◆ **Description of the task**: Please copy each line below that contains the string "currentStep".

◆ **Task inputs**:
══════════════════════════════

PR #617, opened 2018-04-06
@yuki24 => [Component] Add <StepMarker /> 

damassi:
Adds a new `<StepMarker />` component in support of a new order form as seen here: 

screen shot 2018-04-05 at 7 08 13 pm

Additionally provides a render-props API like:

```javascript
const steps = [
  {
    label: "Shipping",
    isActive: false,
    isComplete: false,
  },
  {
    label: "Payment",
    isActive: false,
    isComplete: false,
  },
  {
    label: "Review",
    isActive: false,
    isComplete: false,
  },
]

return (
  <Container>
    <StepMarker steps={steps}>
      {({ nextStep, previousStep, gotoStep, stepState }) => {
          ...
      }}
    </StepMarker>
  <Container>
)
```

#### TODO
- [x] Tests

**Spec:**
- https://app.zeplin.io/project/5ab94282c124db8d58365b47/screen/5abd3f9478dd7103788ecc99

### DIFF
--- a/src/Components/StepMarker/index.tsx
+++ b/src/Components/StepMarker/index.tsx
@@ -1,0 +1,193 @@
+import Icon from "../Icon"
+import React, { Component } from "react"
+import Text from "../Text"
+import colors from "../../Assets/Colors"
+import styled from "styled-components"
+import { Fonts } from "../Publishing/Fonts"
+import { Props, State, StepProps } from "./types"
+import { isUndefined } from "lodash"
+
+export class StepMarker extends Component<Props, State> {
+  constructor(props) {
+    super(props)
+    this.validate(props)
+    this.state = this.getStepState(props)
+  }
+
+  validate(props: Props) {
+    const isInvalid = props.steps.filter(step => step.isActive).length > 1
+
+    if (isInvalid) {
+      console.error(
+        "(Components/StepMarker) Error: Step configuration has more than",
+        "one active item."
+      )
+    }
+  }
+
+  getStepState(propsOrState: State) {
+    let { currentStep, steps } = propsOrState
+
+    // If currentStep isn't passed in attempt to infer it from configuration
+    if (isUndefined(currentStep)) {
+      currentStep = steps.reduce((acc, step, index) => {
+        return step.isActive || step.isComplete ? index : acc
+      }, 0)
+    }
+
+    steps = steps.reduce((acc, step, index) => {
+      let stepToUpdate = {
+        ...step,
+        isActive: false,
+        isComplete: false,
+      }
+
+      if (index < currentStep) {
+        stepToUpdate.isComplete = true
+      }
+      if (index === currentStep) {
+        stepToUpdate.isActive = true
+      }
+
+      return acc.concat([stepToUpdate])
+    }, [])
+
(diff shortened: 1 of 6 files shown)


src/Components/StepMarker/index.tsx
```diff
@@ -0,0 +1,195 @@
...
+        top: 1px;
+        position: absolute;
+        content: " ";
+      }
+
+      &:last-child:after {
+        border-top: none;
+      }
+    `
+  }};
```
yuki24: This is interesting.

src/Components/StepMarker/types.ts
```diff
@@ -0,0 +1,24 @@
+import { ReactNode } from "react"
+
+export interface StepProps {
+  label?: string
+  isActive?: boolean
+  isComplete?: boolean
```
yuki24: Are these all optional or if they are `undefined` it'll just look like a  "⚪️▫️⚪️▫️⚪️"?

damassi: Heh, no they're all required, need to update this as it was a dev thing

src/Components/StepMarker/index.tsx
```diff
@@ -0,0 +1,195 @@
...
+    }
+  }
+
+  updateStep(currentStep) {
+    this.setState(
+      {
+        currentStep,
+      },
+      () => {
+        this.setState(this.getStepState(this.state))
```
damassi: TODO: Remove this extra render cycle

damassi:
Aightt, added some tests so this is now ready to go

src/Components/StepMarker/index.tsx
```diff
@@ -0,0 +1,193 @@
...
+      }
+
+      &:after {
+        border-top: 2px solid ${connectingBorderColor};
+        width: 100%;
+        left: 50%;
+        top: 1px;
+        position: absolute;
+        content: " ";
+      }
```
yuki24: Is the `<Step>` component completely static or it should have animations on a page transition? If so, `&:after` could make it tricky to add animations.

src/Components/StepMarker/index.tsx
```diff
@@ -0,0 +1,193 @@
...
+  }};
+`
+
+const StyledText = Text.extend`
+  ${Fonts.unica("s12", "regular")};
+  margin-top: 0;
+  margin-bottom: 0;
+`
+
+const StyledIcon = Icon.extend`
```
yuki24: This is minor, but you could use [a `CircleIcon`](https://artsy.github.io/reaction/?selectedKind=Components%2FIcons&selectedStory=All%20Icons&full=0&down=1&left=1&panelRight=0) to eliminate a few CSS properties:

```tsx
<CircleIcon name='check' color='black' />
```

damassi: @yuki24 - due to positioning and so on this still requires a similar amount of CSS; the regular icon makes it a bit simpler

src/Components/StepMarker/index.tsx
damassi: Not going to worry about animations for now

══════════════════════════════

◆ **Response to this exercise**:
+    let { currentStep, steps } = propsOrState
+    // If currentStep isn't passed in attempt to infer it from configuration
+    if (isUndefined(currentStep)) {
+      currentStep = steps.reduce((acc, step, index) => {
+      if (index < currentStep) {
+      if (index === currentStep) {
+  updateStep(currentStep) {
+        currentStep,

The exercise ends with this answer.